Several people from this august publication marched in our town’s St. Patrick’s Day parade last Saturday. I was invited, which was gracious of them, if disproportionate in the way that giving a World Series ring to the guy who tears tickets at Gate 14 seems disproportionate. I don’t do much, y’know? Let the folks in here every week throw candy at the children who’re still 10 or 15 years away from sneaking into Madison bars the evening after the parade. (And at the parents five or 10 years past it.) 

Besides, I don’t like St. Patrick’s Day. There, I said it. 

I’m supposed to, I am told, as I have some Irish background. But I also have Portuguese and Spanish and French-Canadian, and yet I am not plied with malasadas and linguiça and poutine once a year, despite the fact that all of those are so vastly superior to corned beef as to defy comparison. 

Corned beef, for one, is unflavored pastrami. The highlight of a corned beef and cabbage dinner is that once you’re done, you don’t have to do it again for a year. Irish food as practiced in my family comprises two things: boiling and starch. Cabbage, and potatoes, lukewarm. Soda bread. (Shudder). The Irish are basically against flavor, as I understand it. I get gastronomic hardship that represents something symbolic, as at a Seder, but cast as a voluntary day-to-day virtue? There’s a reason you can’t get Irish Takeout from Grubhub.

St. Patrick’s Day is to bars the bonanza that Valentine’s Day is to florists. If there’s a florist reading this, I wish to know if you hate February 14 with the same passion that my bartender friends hate March 17. I’m not sure what kind of ethnic pride shines brightest through the lens of screaming arguments between sobbing girls and shoving matches between guys wearing green Sox hats and hockey jerseys, but perhaps I don’t understand ethnic pride. I don’t understand workplace pride, school spirit, or patriotism, either. I’m with Groucho Marx: I don’t want to belong to any club that would have someone like me as a member. If I were to throw up on a public street to promote a cause, it would not be based on the birth location of a relative 100 years in the grave. 

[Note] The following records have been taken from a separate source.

Issue #117, opened 2024-01-12
Give better error message when pandas DataFrame has duplicate column names


KipBalkcom-USDA:
I am trying to concat two dataframes together and create a table with great_tables. I need the dataframes joined horizontally and not stacked on top of each other. I can make a table with each individual dataframe, but not combined. However, if I change axis=1 to axis=0 in order to stack the dataframes vertically and there is no problem making the table.

This made me suspect the issue was related to the column names were the same in each dataframe. I changed the column names in the second dataframe and there is no problem creating the table with the dataframes joined horizontally.

Although this solution works, ultimately I plan to create a spanner heading in the table to denote different variables, which will have the same column names under each spanner. If the column names are already correct when I import the data, is there a way to preserve the names so I can make the table and create the correct spanner heading for each variable?

The code below illustrates the problem with the airquality data set.

```
import pandas as pd
from great_tables import GT
from great_tables.data import airquality

airquality_73 = airquality.head(10).assign(Year=1973).iloc[:, 0:2]
airquality_74 = airquality.head(10).assign(Year=1974).iloc[:, 0:2]

GT(airquality_73)
GT(airquality_74)

df = pd.concat([airquality_73, airquality_74], axis=1)

GT(df)

# change the column names for the second dataframe

airquality_74_change = (
     airquality.head(10)
     .assign(Year=1974)
     .iloc[:, 0:2]
     .rename(columns={"Ozone": "col_1", "Solar_R": "col_2"})
 )

working_df = pd.concat([airquality_73, airquality_74_change], axis=1)

GT(working_df)

```

machow:
Hey, thanks for trying Great Tables and raising this issue. I think the issue is that `df` has two columns named `Ozone`, and Great Tables cannot handle duplicate column names.

I don't think Great Tables will be able to allow duplicate column names (this is also not allowed in DataFrame libs like polars). Does renaming one of the columns work?

Let's use this issue to track Great Tables giving a more informative error message when it encounters duplicate names.

machow:
If you want to have identical column names in your final table display, you can use `GT.cols_label` to label them the same thing. This way, you can still refer to the underlying columns using their unique names, but display identical names to users.

KipBalkcom-USDA:
ok, I will change the code upstream so there are different names and then correct them when I make the table.  Thanks,.

PR #118, opened 2024-01-12
Fix validate frame

machow:
Addresses #117 by giving a hopefully diagnostic error message, when a pandas DataFrame with duplicate column names is passed: `Column names must be unique. Detected duplicate columns:\n\n <specific list>`

~TODO: we should also fail DataFrames with multi-index columns.~ (done!)

Fixes: https://github.com/posit-dev/great-tables/issues/117


rich-iannone (approved):
LGTM!

Issue #125, opened 2024-01-18
Cannot render html: 'int' object has no attribute 'text'


jgutman:
## Prework

- [X] Read and agree to the [code of conduct](https://www.contributor-covenant.org/version/2/1/code_of_conduct/) and [contributing guidelines](https://github.com/posit-dev/great_tables/blob/main/.github/CONTRIBUTING.md).
- [X] If there is [already a relevant issue](https://github.com/posit-dev/great_tables/issues), whether open or closed, comment on the existing thread instead of posting a new issue.

Didn't see this issue already but let me know if it already exists!

## Description

It appears that data frames with integer column names error when attempting to convert to html, and don't display nicely in notebook output

## Reproducible example
In a Jupyter notebook, run the following and then try to display the objects generated by GT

I also don’t get why those so allegedly proud of their Irish heritage aren’t madder about the whole Amos-and-Aidan vibe surrounding St. Patrick’s Day, but not even I will be offering comparable ethic stereotypes in print. The Internet does not consider context when there are pitchforks and torches to be brandished.

Furthermore, I don’t look good in green. Black I look good in. Lavender I look good in. White. Pink is a great color for me, too. When I wear pink, people ask me if I just got back from vacation. Green, not so much. In green I look seasick. 

I basically just don’t get why the Irish have the big day. Can we promote some more fun ethnicities for a couple years? Dial back St. Paddy’s to St. Swithin’s Day levels for a bit and give somebody else a turn. Drive the fun toward Cinco de Mayo or Ferragosto or Juneteenth. The food’s better, the music is better, the drinks are better, even the doggone weather is better. I’ll cheerfully march in a Juneteenth Parade and stay for the picnic afterward. 

You can’t tell me “Chi-talian” isn’t a vast improvement on the etymological butchery that is “Chi-rish.” 

Mardi Gras is an outstanding parade. So is Pride. Do we have those in Forest Park? I’m down to throw some beads.